PR #1715, opened 2020-04-15
Upgrade to jakarta.activation 1.2.2

amarkevich:


slandelle:
This suggested change is broken. We use the activation framework because we need the `MimetypesFileTypeMap` class and its associated `mimetypes.default` file.

In `com.sun.activation:javax.activation` jar, `mimetypes.default` is shipped as expected in `/META-INF`.
This file is missing from `jakarta.activation:jakarta.activation-api`.

amarkevich:
@slandelle switched to 'com.sun.activation:jakarta.activation:jar:1.2.2'

slandelle:
Thanks

PR #1723, opened 2020-05-08
Issue #1721: Improve exceptional behavior in reactive streams

### LINKED ISSUE #1721: False timeouts when using StreamedAsyncHandler
When using the `StreamedAsyncHandler` to download large files, I found what I think is a bug in how timeouts are handled.

The timeout mechanism relies on when the `ListenableFuture` for the request was last `touch()`ed. `touch()` is only called when a `HttpResponseBodyPart` is delivered to the downstream. This works fine if the downstream is downloading the response as fast as possible.

However, if the downstream has no outstanding `request()` (like if it's serving as a proxy and its own downstream is slow or whatever), there may be long periods of time where there are no body parts published because none have been requested. In those periods, the request may "time out" because of inactivity.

> Exercise instructions
Copy the records above exactly, beginning at the line that contains "This suggested change" and stopping after the line that contains "is shipped as".

> Exercise response
This suggested change is broken. We use the activation framework because we need the `MimetypesFileTypeMap` class and its associated `mimetypes.default` file.

In `com.sun.activation:javax.activation` jar, `mimetypes.default` is shipped as expected in `/META-INF`.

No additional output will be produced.